Existing superannuation accounts will be "stapled" to member accounts to avoid mushrooming of duplicate accounts. This has been panned by Industry Super Australia in the past, which said it may encourage errant behavior from funds as they look to attract first-time super entrants, and will potentially worsen the problem for people currently in an underperforming fund.

Lastly, superannuation trustees will have higher obligations towards members' best interests. The budget did not go into details on this.

What is missing or delayed: ERS extension, Retirement income review, CIPRs, Eligible Rollover Funds

The budget did not extend the early release of superannuation (ERS) scheme past 31 December 2020. Adjusted drawdown rates for account-based pensions were also left untouched.

There was also no sign of the Frydenberg-commissioned Retirement Income Review Report, which was tabled to government by its independent panel on July 24 but still hasn't been published wider.

The retirement income covenant, announced in the federal budget two years ago, was delayed from a 1 July 2020 start date to 1 July 2022.

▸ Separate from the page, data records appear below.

Issue #9303, opened 2026-06-23
Add single-limb (n=1) fast path for evm_div_v5 to speed up division by small divisors


pirapira:
## Summary

`evm_div_v5` runs the full general Knuth Algorithm D for **every** divisor size. When the divisor fits in a single 64-bit limb (`n == 1`) — i.e. dividing a u256 by a value `< 2^64` — this is significantly more expensive than necessary, because the algorithm pays for normalization and trial-quotient correction that a single-limb divisor does not need. Adding a single-limb fast path would make the common case (division by small constants) much cheaper.

## Evidence

Measured under `ziskemu` (RISC-V step count, a proxy for proving cost), pinned at `bd94bfe`. Pure per-division steps for `evm_div_v5_from_input`, minus an input-copy baseline:

| Vector | divisor | steps |
|---|---|--:|
| `full_256_by_256` | full 4-limb (`n=4`) | **209** |
| `n4_dense` | full 4-limb | 275 |
| `by_64` | single limb (`n=1`) | 634 |
| `max_div_three` | 3 (`n=1`) | 700 |
| `n2_carry` | 2 (`n=1`) | 700 |
| `div_by_one` | 1 (`n=1`) | 701 |

So a single-limb divisor is the **slowest** case (~700 steps), ~3.3× the hardest full-width case (~210). Instruction profile of `div_by_one` vs `full_256_by_256` (`ziskemu -X`): `divu` 8 vs 2, `mul` 44 vs 11, `sll`+`srl` 84 vs 16.

## Root cause

Two compounding costs, both avoidable when `n == 1`:

1. **Iteration count.** The main loop emits one quotient digit per iteration, `(4 − n) + 1` of them, each invoking the 85-instruction `divK_div128_v5` trial-quotient subroutine. `n=1` ⇒ 4 iterations (the 8 `divu`).
2. **Mandatory normalization.** The divisor is normalized (shift = CLZ of the leading limb) and the dividend shifted to match, then the remainder denormalized — run unconditionally unless the shift is 0 (`EvmAsm/Evm64/DivMod/Program.lean`, ~`divK_normB`/`divK_normA`/`divK_denorm`, lines ~551–596 and ~775–800). For `b=1` the shift is 63 (maximal), producing the ~84 `sll`/`srl`.

[...]

PR #9557, opened 2026-06-30
perf(div): Phase 3 — rank DIV algorithm candidates under real mainnet workload

alexanderlhicks:
## DIV-perf Phase 3 — rank algorithm candidates under the real mainnet workload

Stacked on #9547 (Phase 2 data). **Base: `perf/div-evm-workload-data`** — this PR
adds only the 3 Phase-3 commits on top.

Part of the DIV-opcode performance effort (motivated by @pirapira's gas-repricing
question: DIV is flat `LOW`=5 gas, but real zkVM proving cost ≈ dynamic
instruction count and varies ~3.4× with divisor size). Phase 1 built the cost
harness; Phase 2 gathered the real mainnet operand distribution; **Phase 3 ranks
the algorithm candidates under that distribution and picks the winner.**

### What this PR does

- **Extends `bench/DivBench.lean`** to rank DIV/MOD candidates under the **real
  workload**, not a guessed one. The headline metric is the **operand-sampled
  mean**: the true mean step count (running the *verified* `step` semantics) over
  a frequency-weighted sample of **800 real DIV + 400 MOD mainnet operands**
  (`scripts/sample-div-operands.py` → `bench/div-operands-sample.txt`, drawn from
  the Phase-2 trace). A representative per-class weighting is kept as a labeled
  cross-check. Adds `benchMod`, MOD candidates, and a 112-operand correctness sweep.
- **`docs/divmod-evm-redesign.md`** — measured before/after table, methodology,
  and the cheap-dispatch / n=2 roadmap.
- No change to the verified core (the only `EvmAsm/**` edit is a one-line stale
  comment fix in `FastN1Program.lean`).

### Measured result (all sampled operands correct)

| | deployed (v4) | v5 | **v6 (n=1 fast path)** | v6 vs deployed |
|---|--:|--:|--:|--:|
| **DIV** (800 real ops) | 551.53 | 557.60 | **399.08** | **−27.6%** |
| **MOD** (400 real ops) | 609.48 | — | **406.52** | **−33.3%** |

`evm_div_v6` / `evm_mod_v6` (the n=1 single-limb fast path, #9303) are the **ranked
winners**: they collapse the dominant n=1 bucket (49% of DIV, 68% of MOD operands)
from ~685 to 365 steps, while the n≥2 fallback costs only ~6 extra steps. Correct
on all 1200 sampled ops + the 112-operand corner sweep. (`evm_div_v5` is a −1.08%
regression vs v4 — it exists only as v6's fallback core.)

**Recommendation:** verify `evm_div_v6`/`evm_mod_v6` next — they already exist, are
executable, and capture the biggest measured win. Then the cheap-dispatch
front-end (a<b/pow2/b0) and the n=2 double-word path (the most defensible
vintage-independent un-captured win, 18.2%).

### Adversarial review (already applied in commit 3)

A fresh two-agent adversarial review (independent harness-code audit +
methodology audit) plus an independent recompute were run on this work. The
arithmetic reproduced to the last digit, but the review found real defects, all
fixed here:

- **HIGH (code bug):** `f2` printed `0.00` for negative inputs (`Float.toUInt64`
  floors negatives to 0), masking that `evm_div_v5` is a −1.08% regression. Fixed.
- **HIGH (methodology):** the original "n-weighted EXACT" framing was false — step
  count varies *within* a divisor word-count (v5 n=2 spans ~528–634; v6 n=1
  ~347–369), so a single representative is biased toward the expensive end.
  Replaced the headline with the bias-free operand-sampled mean; the true win
  (−27.6%) is in fact slightly *larger* than the earlier −26.9% point estimate.
- **MED:** "helps MOD even more" was asserted, never measured. Now measured (−33.3%).
- **LOW:** doc mixed `div`/`divmod` series figures (reconciled); stale exit-PC
  comment (1888→1884); cosmetic column padding.

### Commits

1. `4e8216c0` — frequency-weighted DivBench harness + v6 measurement
2. `4a1423d3` — redesign findings doc + PLAN.md
3. `34b3e7d6` — adversarial-review fixes (operand-sampled mean + `f2` bug)

### Reproduce

```
lake build EvmAsm.Evm64.DivMod.FastN1Program EvmAsm.Evm64.DivMod.Program \
           EvmAsm.Rv64.Execution EvmAsm.Evm64.Basic
python3 scripts/sample-div-operands.py
lake env lean bench/DivBench.lean
```


pirapira:
Looks great. Merging.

"[This is] to allow continued consultation and legislative drafting to take place during COVID-19. This will also allow finalisation of the measure to be informed by the Retirement Income Review. This measure is estimated to result," the government said in the budget.

Also delayed was the legislation for the closure of eligible rollover funds, which has been moved to a 30 June 2021 date for moving sub-$6000 accounts to ATO, with funds given another year to transfer the accounts with more than $6000 in balance.